#### Your assignment
From the entries below, please output exactly the lines starting at the one containing "PR #563, opened 2025-04-07" and ending at the one containing "exists in response", both included.

Dataset entries
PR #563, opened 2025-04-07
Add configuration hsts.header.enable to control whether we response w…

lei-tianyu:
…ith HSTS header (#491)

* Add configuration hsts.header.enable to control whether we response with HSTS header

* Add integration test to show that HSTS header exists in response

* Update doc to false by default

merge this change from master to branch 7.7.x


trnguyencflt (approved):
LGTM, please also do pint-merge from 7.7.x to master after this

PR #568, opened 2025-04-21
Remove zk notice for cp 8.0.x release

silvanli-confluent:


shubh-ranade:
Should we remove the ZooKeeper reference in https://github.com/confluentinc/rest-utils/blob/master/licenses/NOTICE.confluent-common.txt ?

...

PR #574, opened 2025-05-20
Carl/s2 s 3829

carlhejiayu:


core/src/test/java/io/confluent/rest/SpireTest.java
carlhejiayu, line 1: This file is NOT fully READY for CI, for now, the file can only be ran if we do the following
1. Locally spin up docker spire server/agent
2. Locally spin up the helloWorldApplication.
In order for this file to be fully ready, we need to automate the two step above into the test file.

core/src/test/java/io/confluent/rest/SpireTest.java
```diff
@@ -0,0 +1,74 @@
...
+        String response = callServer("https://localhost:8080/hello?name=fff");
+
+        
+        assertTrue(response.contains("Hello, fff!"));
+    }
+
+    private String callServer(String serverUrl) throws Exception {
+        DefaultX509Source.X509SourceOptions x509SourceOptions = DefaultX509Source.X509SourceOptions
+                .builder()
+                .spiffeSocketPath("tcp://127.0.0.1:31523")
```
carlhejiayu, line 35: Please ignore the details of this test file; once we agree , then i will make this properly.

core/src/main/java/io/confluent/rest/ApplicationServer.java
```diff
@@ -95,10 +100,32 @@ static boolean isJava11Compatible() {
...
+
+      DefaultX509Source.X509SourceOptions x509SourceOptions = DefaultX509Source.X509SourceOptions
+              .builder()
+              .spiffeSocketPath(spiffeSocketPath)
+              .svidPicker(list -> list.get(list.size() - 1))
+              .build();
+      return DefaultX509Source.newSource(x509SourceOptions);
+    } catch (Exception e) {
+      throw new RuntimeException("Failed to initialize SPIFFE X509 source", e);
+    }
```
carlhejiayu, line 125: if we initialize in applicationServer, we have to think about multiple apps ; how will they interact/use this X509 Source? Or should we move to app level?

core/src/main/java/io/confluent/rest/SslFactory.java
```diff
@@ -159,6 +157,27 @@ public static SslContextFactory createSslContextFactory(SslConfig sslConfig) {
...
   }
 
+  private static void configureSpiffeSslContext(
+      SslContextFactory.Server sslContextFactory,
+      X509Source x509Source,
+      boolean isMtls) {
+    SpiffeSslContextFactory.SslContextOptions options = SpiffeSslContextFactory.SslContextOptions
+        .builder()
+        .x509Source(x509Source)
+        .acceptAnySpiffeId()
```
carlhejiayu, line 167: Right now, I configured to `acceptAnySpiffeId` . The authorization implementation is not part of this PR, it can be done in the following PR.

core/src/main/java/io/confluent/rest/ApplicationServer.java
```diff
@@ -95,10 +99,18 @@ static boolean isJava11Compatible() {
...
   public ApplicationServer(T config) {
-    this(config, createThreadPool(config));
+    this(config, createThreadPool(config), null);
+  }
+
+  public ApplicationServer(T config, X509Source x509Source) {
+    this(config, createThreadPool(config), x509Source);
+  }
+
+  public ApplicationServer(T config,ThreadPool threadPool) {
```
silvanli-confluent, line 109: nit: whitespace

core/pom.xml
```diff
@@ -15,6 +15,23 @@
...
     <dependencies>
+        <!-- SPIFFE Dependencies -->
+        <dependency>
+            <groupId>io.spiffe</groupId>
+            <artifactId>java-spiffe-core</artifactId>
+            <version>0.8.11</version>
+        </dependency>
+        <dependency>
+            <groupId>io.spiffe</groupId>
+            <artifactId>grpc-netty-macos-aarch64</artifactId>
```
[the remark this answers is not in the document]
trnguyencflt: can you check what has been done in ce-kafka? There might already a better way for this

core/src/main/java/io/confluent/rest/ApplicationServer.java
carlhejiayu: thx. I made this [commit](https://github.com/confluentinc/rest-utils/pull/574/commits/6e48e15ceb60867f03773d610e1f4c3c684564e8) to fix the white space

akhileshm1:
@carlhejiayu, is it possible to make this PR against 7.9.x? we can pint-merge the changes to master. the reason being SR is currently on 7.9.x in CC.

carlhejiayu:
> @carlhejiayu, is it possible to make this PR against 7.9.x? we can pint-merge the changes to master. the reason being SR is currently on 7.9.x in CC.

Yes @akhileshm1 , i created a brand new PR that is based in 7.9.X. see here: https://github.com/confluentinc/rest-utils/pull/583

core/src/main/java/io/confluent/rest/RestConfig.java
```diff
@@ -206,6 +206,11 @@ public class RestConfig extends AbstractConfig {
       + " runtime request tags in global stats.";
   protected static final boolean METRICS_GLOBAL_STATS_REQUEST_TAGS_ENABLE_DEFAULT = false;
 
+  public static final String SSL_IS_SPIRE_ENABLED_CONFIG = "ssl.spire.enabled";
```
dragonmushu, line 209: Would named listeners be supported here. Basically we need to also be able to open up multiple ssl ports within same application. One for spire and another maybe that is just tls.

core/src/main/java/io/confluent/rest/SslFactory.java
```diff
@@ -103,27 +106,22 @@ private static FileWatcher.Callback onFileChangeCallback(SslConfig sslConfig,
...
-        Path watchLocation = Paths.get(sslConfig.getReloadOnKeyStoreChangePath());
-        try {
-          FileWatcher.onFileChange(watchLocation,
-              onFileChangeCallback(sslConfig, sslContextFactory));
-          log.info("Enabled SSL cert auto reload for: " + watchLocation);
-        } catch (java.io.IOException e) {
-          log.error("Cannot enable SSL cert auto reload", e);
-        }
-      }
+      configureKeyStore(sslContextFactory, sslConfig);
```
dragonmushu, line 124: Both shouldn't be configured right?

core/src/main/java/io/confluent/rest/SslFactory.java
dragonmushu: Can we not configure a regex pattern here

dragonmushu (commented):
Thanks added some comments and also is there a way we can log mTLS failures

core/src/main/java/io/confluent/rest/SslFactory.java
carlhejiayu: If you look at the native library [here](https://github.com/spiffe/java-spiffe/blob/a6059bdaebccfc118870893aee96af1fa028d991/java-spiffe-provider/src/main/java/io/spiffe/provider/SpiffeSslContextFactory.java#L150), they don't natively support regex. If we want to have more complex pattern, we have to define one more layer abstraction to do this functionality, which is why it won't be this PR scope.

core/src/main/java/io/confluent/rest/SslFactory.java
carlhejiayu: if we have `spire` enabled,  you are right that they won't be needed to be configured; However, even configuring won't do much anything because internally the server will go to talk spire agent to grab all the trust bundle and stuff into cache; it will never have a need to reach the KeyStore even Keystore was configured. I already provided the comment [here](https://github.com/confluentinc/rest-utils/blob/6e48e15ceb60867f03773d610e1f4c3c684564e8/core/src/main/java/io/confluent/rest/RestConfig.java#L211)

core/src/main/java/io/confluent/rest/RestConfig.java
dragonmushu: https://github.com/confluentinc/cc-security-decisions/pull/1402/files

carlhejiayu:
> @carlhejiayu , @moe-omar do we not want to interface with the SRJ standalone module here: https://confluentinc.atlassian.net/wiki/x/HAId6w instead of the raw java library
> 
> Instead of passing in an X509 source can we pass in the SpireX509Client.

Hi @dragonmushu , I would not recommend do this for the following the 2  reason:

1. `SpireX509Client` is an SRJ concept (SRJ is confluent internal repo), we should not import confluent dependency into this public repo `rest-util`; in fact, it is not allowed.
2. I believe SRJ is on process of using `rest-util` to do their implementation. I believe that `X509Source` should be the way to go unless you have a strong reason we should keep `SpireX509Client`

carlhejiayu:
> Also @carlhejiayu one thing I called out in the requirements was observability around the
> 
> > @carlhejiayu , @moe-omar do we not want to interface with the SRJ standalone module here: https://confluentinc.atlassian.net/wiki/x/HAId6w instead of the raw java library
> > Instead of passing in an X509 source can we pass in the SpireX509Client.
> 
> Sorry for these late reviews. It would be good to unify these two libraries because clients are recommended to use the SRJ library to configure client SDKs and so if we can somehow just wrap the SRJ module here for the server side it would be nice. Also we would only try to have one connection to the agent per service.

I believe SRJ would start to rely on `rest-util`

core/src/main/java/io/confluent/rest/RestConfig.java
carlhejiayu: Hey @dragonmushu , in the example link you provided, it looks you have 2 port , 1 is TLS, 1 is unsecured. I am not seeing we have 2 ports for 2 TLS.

#### Answer for the task
PR #563, opened 2025-04-07
Add configuration hsts.header.enable to control whether we response w…

lei-tianyu:
…ith HSTS header (#491)

* Add configuration hsts.header.enable to control whether we response with HSTS header

* Add integration test to show that HSTS header exists in response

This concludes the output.